Work item: This exercise asks for a copy of each line in the records below with the word "than" in it.

___ Material provided ___

PR #1700, opened 2025-09-10
Prevent CSS leaks by restricting form-builder styles to WPUF pages only

arifulhoque7:
### **Bug Fix: Prevent WPUF Form Builder CSS from affecting all WP Admin pages**

**Problem**
The `wpuf-admin-form-builder.css` file contained the `@tailwind base` directive, which applies a global CSS reset (e.g., `margin: 0`, `padding: 0`, border resets). Since the stylesheet was being enqueued globally, it caused visual inconsistencies and broke styling on unrelated WordPress admin pages.

**Root Cause**
The CSS was enqueued unconditionally in:

1. `includes/Admin/Posting.php:108` → `wp_enqueue_style('wpuf-admin-form-builder')`
2. `includes/Admin/Forms/Post/Templates/Form_Template.php:85` → same enqueue call

Because these enqueue calls had no page restrictions, Tailwind’s reset styles leaked into every admin page, affecting WordPress core UI, plugins, and themes.

**Investigation Notes**

* This issue was **difficult and time-consuming to debug** because the CSS reset blended with native WordPress styles.
* At first glance, the broken layouts appeared unrelated to WPUF, making it tricky to identify the true source.
* Only after carefully isolating and testing across multiple admin screens was the **actual cause (unscoped Tailwind base styles)** discovered.
* The process took significantly more effort than a normal bugfix due to the subtle and widespread impact.

**Solution**

* Added conditional enqueue logic using `get_current_screen()`.
* Styles are now only loaded when the current admin screen is related to **WPUF** (`$screen->id` or `$screen->base` contains `wpuf`).
* Restored `@tailwind base` in the source file since scoping is safely handled at the enqueue level.

**Testing**

* Verified CSS only loads on WPUF-specific admin screens.
* Checked multiple WordPress admin pages to ensure no unintended style overrides remain.
* Confirmed full functionality of the form builder and backward compatibility.

---

✅ This resolves the **global CSS leakage issue**.
⚡️ Debugging this took much longer than a typical fix because the problem was deeply hidden and only revealed itself after exhaustive analysis.

### DIFF
--- a/includes/Admin/Forms/Post/Templates/Form_Template.php
+++ b/includes/Admin/Forms/Post/Templates/Form_Template.php
@@ -82,7 +82,11 @@ class Form_Template {
             wp_enqueue_style( $deps );
         }
 
-        wp_enqueue_style( 'wpuf-admin-form-builder' );
+        // Only load on WPUF admin pages to prevent CSS leaks
+        $screen = get_current_screen();
+        if ($screen && (strpos($screen->id, 'wpuf') !== false || strpos($screen->base, 'wpuf') !== false)) {
+            wp_enqueue_style( 'wpuf-admin-form-builder' );
+        }
     }
 
     /**
--- a/includes/Admin/Posting.php
+++ b/includes/Admin/Posting.php
@@ -105,7 +105,11 @@ class Posting {
     public function enqueue_script() {
         $api_key = wpuf_get_option( 'gmap_api_key', 'wpuf_general' );
 
-        wp_enqueue_style( 'wpuf-admin-form-builder' );
+        // Only load on WPUF admin pages to prevent CSS leaks
+        $screen = get_current_screen();
+        if ($screen && (strpos($screen->id, 'wpuf') !== false || strpos($screen->base, 'wpuf') !== false)) {
+            wp_enqueue_style( 'wpuf-admin-form-builder' );
+        }
 
         wp_enqueue_style( 'jquery-ui' );
         wp_enqueue_script( 'jquery-ui-slider' );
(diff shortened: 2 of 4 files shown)


includes/Admin/Forms/Post/Templates/Form_Template.php
```diff
@@ -82,7 +82,11 @@ public function enqueue_scripts() {
             wp_enqueue_style( $deps );
         }
 
-        wp_enqueue_style( 'wpuf-admin-form-builder' );
+        // Only load on WPUF admin pages to prevent CSS leaks
+        $screen = get_current_screen();
+        if ($screen && (strpos($screen->id, 'wpuf') !== false || strpos($screen->base, 'wpuf') !== false)) {
```
sapayth: instead of checking the current screen, can we use `wpuf_load_post_forms` hook? `wpuf_load_post_forms` hook fires only on wpuf post form page

includes/Admin/Posting.php
```diff
@@ -105,7 +105,11 @@ public static function init() {
     public function enqueue_script() {
         $api_key = wpuf_get_option( 'gmap_api_key', 'wpuf_general' );
 
-        wp_enqueue_style( 'wpuf-admin-form-builder' );
+        // Only load on WPUF admin pages to prevent CSS leaks
+        $screen = get_current_screen();
+        if ($screen && (strpos($screen->id, 'wpuf') !== false || strpos($screen->base, 'wpuf') !== false)) {
```
sapayth: instead of checking the current screen, can we use `wpuf_load_post_forms` hook? `wpuf_load_post_forms` hook fires only on wpuf post form page

arifulhoque7: done @sapayth vai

___

Response:
* The process took significantly more effort than a normal bugfix due to the subtle and widespread impact.
⚡️ Debugging this took much longer than a typical fix because the problem was deeply hidden and only revealed itself after exhaustive analysis.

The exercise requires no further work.